A lifeguard needs to rope off a rectangular swimming area in front of Long Lake Beach, using 1900 yd of rope and floats. What dimensions of the rectangle will maximize the area? What is the maximum area? (Note that the shoreline is one side of the rectangle.)
Let $x$ be the length of a side of the rectangle perpendicular to the shoreline. Write the objective function for the area in terms of $x$.
\[
\mathrm{A}(\mathrm{x})=
\]
(Type an expression using $x$ as the variable.)
Final Answer: The dimensions of the rectangle that will maximize the area are $475$ yd perpendicular to the shoreline and $950$ yd parallel to the shoreline. The maximum area is \(\boxed{451250}\) square yards.
Step 1 :Let $x$ be the length of a side of the rectangle perpendicular to the shoreline. The total length of the rope will be used for the other three sides. This means that the perimeter of the rectangle is $2x + y = 1900$, where $y$ is the length of the side parallel to the shoreline.

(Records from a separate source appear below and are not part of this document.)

PR #12445, opened 2026-06-29
feat(BA-6550): represent model service command as string

seedspirit:
## Summary
- Refactor model service `start_command` to use a single internal command string while preserving deprecated list input compatibility.
- Keep `/bin/bash` as the default shell, allow explicit null/empty shell for direct argv execution, and update kernel-side command resolution accordingly.
- Add an idempotent Alembic data migration for stored model definitions in revisions, revision presets, and runtime variant defaults.

## Test plan
- [x] `pants fmt --changed-since=HEAD`
- [x] `pants fix --changed-since=HEAD`
- [x] `pants lint --changed-since=HEAD`
- [x] `pants check --changed-since=HEAD`
- [x] `pants test --changed-since=HEAD`
- [x] Push hook: lint/check/test on `origin/main..HEAD@603d0918f`
- [x] Live manager/web API verification for explicit `command`, deprecated list `start_command`, vLLM default model definition, and revision preset storage

Resolves BA-6550

----
📚 Documentation preview 📚: https://sorna--12445.org.readthedocs.build/en/12445/

----
📚 Documentation preview 📚: https://sorna-ko--12445.org.readthedocs.build/ko/12445/

### DIFF
--- a/src/ai/backend/common/config.py
+++ b/src/ai/backend/common/config.py
@@ -150,14 +150,16 @@ def _resolve_start_command(service: Any) -> Any:
     if not isinstance(service, dict):
         return service
 
-    result = {k: v for k, v in service.items() if k not in ("command", "start-command")}
+    result = {
+        k: v for k, v in service.items() if k not in ("command", "start_command", "start-command")
+    }
     # Override deprecated ``start_command`` with the new ``command`` when supplied.
     start_command = service.get("command")
     if start_command is None:
         start_command = service.get("start_command", service.get("start-command"))
     if isinstance(start_command, list):
         start_command = shlex.join(start_command)
-    if start_command is not None or "start-command" in service:
+    if start_command is not None or "start_command" in service or "start-command" in service:
         result["start_command"] = start_command
     return result
 
--- a/src/ai/backend/common/config.py
+++ b/src/ai/backend/common/config.py
@@ -20,6 +20,7 @@ from pydantic import (
 from . import validators as tx
 from .etcd import AsyncEtcd, ConfigScopes
 from .exception import BackendAIError, ConfigurationError, ModelDefinitionValidationError
+from .model_service_start_command_compat import resolve_model_service_start_command
 from .types import BackendAISchema, RedisHelperConfig, SchemaValidationFailureInfo
 
 __all__ = (
@@ -146,24 +147,6 @@ agent_selector_config_iv = t.Dict({}) | agent_selector_globalconfig_iv
 DEFAULT_SHELL = "/bin/bash"
 
 
-def _resolve_start_command(service: Any) -> Any:
-    if not isinstance(service, dict):
-        return service
-
-    result = {
-        k: v for k, v in service.items() if k not in ("command", "start_command", "start-command")
-    }
-    # Override deprecated ``start_command`` with the new ``command`` when supplied.
-    start_command = service.get("command")
-    if start_command is None:
-        start_command = service.get("start_command", service.get("start-command"))
-    if isinstance(start_command, list):
-        start_command = shlex.join(start_command)
-    if start_command is not None or "start_command" in service or "start-command" in service:
-        result["start_command"] = start_command
-    return result
-
-
 class PreStartAction(BaseConfigModel):
     action: str = Field(
         description="The name of the pre-start action to execute.",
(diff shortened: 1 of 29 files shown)


src/ai/backend/manager/api/adapters/deployment_revision_preset/adapter.py
```diff
@@ -143,10 +144,20 @@ def _model_health_check_to_dto(check: ModelHealthCheck) -> ModelHealthCheckInfoD
     )
 
 
+def _legacy_start_command_to_dto(start_command: str | None) -> list[str] | None:
+    if start_command is None:
+        return None
+    try:
+        return shlex.split(start_command)
+    except ValueError:
```
fregataa: In which case can ValueError be raised?

fregataa (commented):
This seems to be a feature job rather than an enhancement or refactoring since API schema changes.
And is this correct?
- API allows array typed `start_command` and `shell` is used only when `start_command` is set
- Agent and Kernel also allows `start_command` and `shell` is used only when `start_command` is set
- All Agent, Kernel and API uses `command` if it is set

seedspirit:
@fregataa Yes, that's correct with a few details:

- The list-form `start_command` is kept for backward compatibility, but it is deprecated and will be removed in the future.
- Since both the deprecated `start_command` and the new `command` can currently be set, `command` takes precedence when both are provided.
- `shell`, `start_command`, and `command` are independent configuration fields.
- When `shell` is set, the command string is executed as `shell -c command`.
- When `shell` is `null`, the command string is split with `shlex.split()` and executed directly as argv.

src/ai/backend/manager/api/adapters/deployment_revision_preset/adapter.py
seedspirit: `shlex.split()` can raise `ValueError` for malformed shell-like strings, such as an unclosed quote. This is a best-effort conversion from the new `command` string to the deprecated `start_command: list[str]`, so when splitting fails we preserve the original command as a single list item.

src/ai/backend/manager/api/adapters/deployment/adapter.py
```diff
@@ -338,6 +342,15 @@ def _tristate_from_input[T](value: T | Sentinel | None) -> TriState[T]:
...
 
 
+def _model_definition_to_dto(model_definition: ModelDefinition) -> ModelDefinitionInfoDTO:
+    data = model_definition.model_dump(by_alias=False)
+    for model in data.get("models") or []:
+        service = model.get("service")
+        if service is not None:
+            model["service"] = normalize_model_service_command_response(service)
+    return ModelDefinitionInfoDTO.model_validate(data)
+
```
fregataa: It doesn't need to be dumped into a dictionary here

src/ai/backend/common/model_service_start_command_compat.py
```diff
@@ -0,0 +1,44 @@
...
+    if command is None:
+        command = service.get("start_command", service.get("start-command"))
+        if isinstance(command, list) and all(isinstance(item, str) for item in command):
+            command = shlex.join(command)
+    if command is not None or "start_command" in service or "start-command" in service:
+        result["start_command"] = command
+    return result
+
+
+def normalize_model_service_command_response(service: Mapping[str, Any]) -> dict[str, Any]:
```
fregataa: It is better to set typed parameters to this function, rather than allowing a dictionary

src/ai/backend/common/config.py
```diff
@@ -280,8 +268,8 @@ class ModelServiceConfig(BaseConfigModel):
 
     @model_validator(mode="before")
     @classmethod
-    def _wrap_str_start_command(cls, data: Any) -> Any:
-        return _wrap_str_start_command_into_argv(data)
+    def _resolve_start_command(cls, data: Any) -> Any:
+        return resolve_model_service_start_command(data)
```
fregataa, line 272: How about changing this model_validator mode to after? then we don't need all `data` here

seedspirit: Since this also includes the process of converting currently deprecated input aliases (command, start-command, and list-type start_command) to start_command: str, it seems correct for it to run as a "before" action.

fregataa (approved):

Step 2 :We can express $y$ in terms of $x$ as $y = 1900 - 2x$.
Step 3 :The area of a rectangle is given by the product of its length and width, so the area $A$ in terms of $x$ is $A(x) = x * (1900 - 2x)$.
Step 4 :Taking the derivative of the area function, we get $A'(x) = 1900 - 4x$.
Step 5 :Setting the derivative equal to zero, we find the critical point $x = 475$. This is the value of $x$ that maximizes the area of the rectangle.
Step 6 :Substituting this value back into the area function, we find the maximum area $A = 475 * (1900 - 2*475) = 451250$.
Step 7 :Final Answer: The dimensions of the rectangle that will maximize the area are $475$ yd perpendicular to the shoreline and $950$ yd parallel to the shoreline. The maximum area is \(\boxed{451250}\) square yards.